Id like a few sets of eyes on this and do a sanity check or am i looking at this totally wrong?
BTW do i need commas to separate the field value's?
The user want just certain values updated when run every 15 mins - " pcenter office externalIP"
Their lookup command within the dashboard - | lookup agentsessions.csv sessionId OUTPUTNEW pcenter office externalIP
Now, my theory is they wanted to update just the data in the fields for pcenter, office, and externalIP.
IIRC the OUTPUTNEW command is used to fill a field that previously had no data (was blank)
The OUTPUT command IIRC replaces the specified data with the new data so the new dashboard command should look like this : | lookup agentsessions.csv sessionId OUTPUT pcenter office externalIP.
I created a scheduled search which should update the whole table (renamed it for testing)
index IN (one, two, three, four) source="wineventlog:custom SourceName=DesktopAgentService action timestamp sessionId Heartbeat
| table Message
| spath input=Message
| dedup sessionId sortby +_time
| lookup agentsessions2.csv sessionId OUTPUT sessionId as existingSessionId
| where isnull(existingSessionId)
| fields - action existingSessionId Message
| outputlookup agentsessions2.csv append=true
OR I clould modifiy the scheduled search like this:
index IN (one, two, three, four) source="wineventlog:custom" SourceName=DesktopAgentService action timestamp sessionId Heartbeat
| table Message
| spath input=Message
| dedup sessionId sortby +_time
| lookup agentsessions2.csv sessionId OUTPUT sessionId as existingSessionId pcenter office externalIP
| where isnull(existingSessionId)
| fields - action existingSessionId Message
| outputlookup agentsessions2.csv append=true
Also, with the append=true, wont that duplicate entries each time it is ran? or will it just update the table with new fresh data?
Ran both my scheduled searches and they do seem to work, I just want to verify I am doing it correctly and getting the updated data instead of them trying to do all this in a dashboard that runs every 15 mins.

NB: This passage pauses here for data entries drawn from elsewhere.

PR #341, opened 2023-08-17
Fixed PreChatPane not showing full text for toggle input text

charliewang95:
[Bug 3546392](https://dynamicscrm.visualstudio.com/OneCRM/_workitems/edit/3546392): [V2][ICM] Prechat with long lenght texts is not presented properly

### Description
PreChatPane not showing full text for toggle input text
image

### Solution Proposed
Added required styles to all ac-textBlock to show full text

### Acceptance criteria
Toggle input showing full text

### Test cases and evidence
image

### Sanity Tests

### A11y

### DIFF
--- a/chat-components/src/components/prechatsurveypane/PreChatSurveyPane.tsx
+++ b/chat-components/src/components/prechatsurveypane/PreChatSurveyPane.tsx
@@ -1,11 +1,11 @@
 import * as AdaptiveCards from "adaptivecards";
 
+import { ElementType, EventNames } from "../../common/Constants";
 import { IStackStyles, Stack } from "@fluentui/react";
 import React, { useCallback } from "react";
 import { addNoreferrerNoopenerTag, broadcastError, getInputValuesFromAdaptiveCard } from "../../common/utils";
 
 import { BroadcastService } from "../../services/BroadcastService";
-import { ElementType, EventNames } from "../../common/Constants";
 import { ICustomEvent } from "../../interfaces/ICustomEvent";
 import { IPreChatSurveyPaneProps } from "./interfaces/IPreChatSurveyPaneProps";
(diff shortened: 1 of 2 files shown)


chat-components/src/components/prechatsurveypane/PreChatSurveyPane.tsx
```diff
@@ -75,6 +75,8 @@ function PreChatSurveyPane(props: IPreChatSurveyPaneProps) {
                 font-size: ${props.styleProps?.customTextStyleProps?.fontSize} !important;
                 height: ${props.styleProps?.customTextStyleProps?.height};
                 padding-top: ${props.styleProps?.customTextStyleProps?.paddingTop};
+                overflow-wrap: break-word;
+                white-space: normal !important;
```
akhiloct1510, line 79: Can we avoid using Important ? Like may be defining css to more deeper level ?

charliewang95: AdaptiveCard has its own css defined at the same level. I don't see another way if we have to keep v1 parity

elopezanaya (approved):

akhiloct1510 (approved):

Or should I have them create a dataset table to do all this more efficiently? https://docs.splunk.com/Documentation/Splunk/9.0.4/Knowledge/Aboutdatasets
Thanks, I figured i was overthinking it all
The 'append=true' along with the 'outputlookup' command will overwrite the data in the file.If you wish to keep the old data and append the new results , then something like the below might be more feasible.
.. | inputlookup append=true agentsessions2.csv
| outputlookup agentsessions2.csv
But if the goal is to fetch new data and overwrite the CSV file , then it is ok.
For duplicates, we can just add a dedup command before 'outputlookup'.